Raw New Markdown
Generating updated version of doc...
Rendered New Markdown
Generating updated version of doc...
---
title: De-identify multiple documents with the de-identification service in python
description: "Learn how to bulk de-identify documents with the asynchronous de-identification service in python."
author: kimiamavon-msft
ms.author: kimiamavon
ms.service: azure-health-data-services
ms.subservice: deidentification-service
ms.topic: tutorial
ms.date: 10/23/2025
#customer intent: As an IT admin, I want to de-identify multiple documents with the de-identification service in python
---
# De-identify multiple documents with the asynchronous de-identification service
The Azure Health Data Services de-identification service can de-identify documents in Azure Storage via an asynchronous job.
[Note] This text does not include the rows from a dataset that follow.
PR #486, opened 2025-05-08
bump libpysal requirement to 4.10

### LINKED ISSUE #485: Bump libpysal req to 4.10
In #482 we are relying on `Graph` and specifically on `Graph.subgraph`, which needs libpysal 4.10. Any objection to bumping minimal requirement? I am aware it does not necessarily follow SPEC0 but my understanding is that within PySAL we don't need to follow it.

martinfleis:
Closes #485

### DIFF
--- a/ci/311-oldest.yaml
+++ b/ci/311-oldest.yaml
@@ -9,7 +9,7 @@ dependencies:
   - networkx=3.2
   - numpy=1.23
   - pandas=2.0
-  - scikit-learn=1.3
+  - scikit-learn
   - scipy=1.11
   - shapely=2.0.1
   - spaghetti=1.6.4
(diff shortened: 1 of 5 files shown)


martinfleis:
Yeah but it seems that this generally needs newer deps than SPEC0 so not sure if it's worth doing this bump.

jGaboardi:
> Yeah but it seems that this generally needs newer deps than SPEC0 so not sure if it's worth doing this bump.

Is `fast_hdbscan` not now a requirement? Maybe I overlooked that.

jGaboardi:
> Yeah but it seems that this generally needs newer deps than SPEC0 so not sure if it's worth doing this bump.

Let me know when you make a decision.

jGaboardi:
> To remove all the version flags from $SA3$ , we would have to use sklearn 1.6, which is the latest. I can still bump libpysal and add a version check to CI to skip if older, if you think it makes sense. But it won't work with the oldest anyway.

I think this is a good compromise. Go for it.

jGaboardi (approved):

If you have many documents that you would like to de-identify, using a job is a good option. Jobs also provide consistent surrogation, meaning that surrogate values in the de-identified output match across all documents. For more information about de-identification, including consistent surrogation, see [What is the de-identification service?](overview.md)
When you choose to store documents in Azure Blob Storage, you're charged based on Azure Storage pricing. This cost isn't included in the de-identification service pricing. [Explore Azure Blob Storage pricing](https://azure.microsoft.com/pricing/details/storage/blobs).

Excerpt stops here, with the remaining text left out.